To build better post-Covid societies, we must break the high inequality, high poverty cycle

The last 40 years have seen a remarkable – and prolonged – global experiment in […]

23/01/2022

The last 40 years have seen a remarkable – and prolonged – global experiment in inequality. While the post-war years of social reform led a new drive towards greater equality, that trend was then set in reverse. Today most rich nations are significantly more unequal than in the 1980s.

This reversal has been driven in large part by the failure of the egalitarian movement to recapture the ideological high ground. While egalitarians won the battle of ideas in 1945, the ideological baton was then seized by a group of once marginalised pro-market evangelists. They claimed that building stronger and more entrepreneurial economies required a stiff dose of inequality. Few have put it quite as bluntly as the Chicago-based Robert E. Lucas, one of the high priests of the post-1980s market revolution. ‘Of the tendencies that are harmful to sound economics’, he wrote in 2003, ‘the most poisonous is to focus on questions of distribution’. It was a theory that became the conventional wisdom, embraced by mainstream economists and applied by many, including left-of-centre governments.
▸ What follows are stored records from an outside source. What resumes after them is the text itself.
PR #263, opened 2020-05-04
drop unused releases

xh3b4sd:
Towards https://github.com/giantswarm/giantswarm/issues/10420. Please check selectively if this makes sense so that we verify and have consensus this is fine.


aws.yaml
```diff
@@ -1040,130 +504,6 @@ spec:
...
-    version: 3.7.2
-  - name: etcd
-    version: 3.3.13
----
-apiVersion: release.giantswarm.io/v1alpha1
-kind: Release
-metadata:
-  annotations:
-    giantswarm.io/docs: https://docs.giantswarm.io/reference/cp-k8s-api/releases.release.giantswarm.io/
-  name: v8.2.1
```
marians, line 1140: Not sure about removing v8.2.1, as we still have cluster using v8.2.0.

marians:
To me it is super hard to read from the diff view what is actually going on in this PR. :( Example:

image

@xh3b4sd Can you add a list of what you are doing to which release, please?

aws.yaml
xh3b4sd: But the release is deprecated. Why should we bother with that?

xh3b4sd:
With you. I did all this by hand and put the list of unused release versions in the issues linked above. You do not need to confirm a 100% accuracy. You could try to verify by best effort. In worst case a used release is removed and we add it back. No big issue for me right now. I would go with this and iterate if necessary.

PR #267, opened 2020-05-05
Define and activate release 11.3.0 for AWS

tfussell:


aws.yaml
```diff
@@ -1,5 +1,63 @@
...
+  - name: cluster-operator
+    version: 2.1.10
+  - name: kubernetes
+    version: 1.16.9
+  - name: containerlinux
+    version: 2345.3.1
+  - name: calico
+    version: 3.10.1
+  - name: etcd
+    version: 3.3.17
```
marians, line 57: Please also add component `name: aws-cni` with `version: 1.6.0`. We just added that in retrospect for informational purposes to the releases making use of it.

tfussell: Done!

aws.yaml
```diff
@@ -1,5 +1,65 @@
...
+  - name: node-exporter
+    componentVersion: 0.18.1
+    version: 1.2.0
+  components:
+  - name: app-operator
+    version: 1.0.0
+  - name: aws-cni
+    version: 1.6.0
+  - name: aws-operator
+    version: 8.4.1-dev
```
xh3b4sd, line 47:
```suggestion
    version: 8.5.0
```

Today we have the evidence from that experiment. The four-decade pro-inequality strategy has created two destructive, inter-related forces. First, those countries most wedded to the 1980s’ social and economic counter-revolution have succumbed to an embedded high inequality, high poverty cycle. Secondly, this cycle is being driven by an extractive model of capitalism in which over-empowered financial elites have been able to secure a disproportionate share of gains from growth. The practice of extraction by big business in recent decades has led to a bias to inequality in many nations, with economic shocks, such as the 2008 Crash and Covid-19, leading to a further widening in income and opportunity gaps.

All societies need to justify their inequalities. Yet the inequality experiment has proved a classic example of what the seventeenth-century philosopher Francis Bacon called ‘wishful science’. Far from the promised economic pay-off, the experiment has brought weakened economies, a destructive trail of social fragility and a reversal in life chances for many. Child poverty rates have risen in two/thirds of OECD countries in the last 15 years while charitable food aid has been rising across Europe. High income and wealth gaps are also associated with divided and weakened democracies. The US, the richest country in the world, is facing a new democratic crisis. In the UK, there was a 23 percentage-point gap in the 2010 general election between the turnout of the richest and poorest income groups. With the world’s top one per cent emitting twice the carbon emissions of the poorest half, the yawning wealth and income gap is fuelling the global climate crisis.

With the impact of the pandemic born most heavily by the poorest, Covid-19 has reinforced the argument for greater equalisation. There is much talk of building a better post-Covid world, and the need for a radical reset of today’s pro-inequality model of capitalism. Yet, the political response to these calls has been marginal at best. 

In contrast to rising insecurity for many, the pandemic has proved to be another bonanza for the already rich and affluent. The wealth of the world’s 2,189 billionaires rose by over a quarter in the four months to July 2020, taking their joint wealth to a new peak. The two corporate groups to do best out of the crisis have been ‘big finance’ and ‘big tech’.

Despite a number of blueprints for a post-neoliberal political economy, there have been few attempts to make corporate and financial leaders share the burden of retrenchment and minimal official recognition of just how fragile market economies have become. The instruments of extraction – the diversion of rising corporate profits into higher shareholder and executive returns, a surge in leveraged private equity takeovers, the skimming of returns from financial transactions, and a rolling process of monopolisation – remain in place.

There are some, if limited, signs of change. Joe Biden’s agenda for progressive social change in the United States has made some progress but is facing the usual political constraints to radical reform built into the American system. In Europe, from Germany to Portugal, progressive forces are winning the ideological argument. Yet little of the growing pressure to act has been translated into a tangible programme for change, while the world’s financial and corporate elite has been unwilling to acquiesce to anything other than a token erosion of its muscle, privileges and wealth. As George Orwell warned in 1941, ‘the bankers and the larger business-men, the landowners and dividend-drawers, the officials with their prehensile bottoms, will obstruct for all they are worth’.

If today’s extractive mechanisms driving polarisation remain largely intact, income and wealth levels will continue to be highly concentrated. If so, post-Covid societies will end up looking much like their pre-pandemic, inequality-driving models.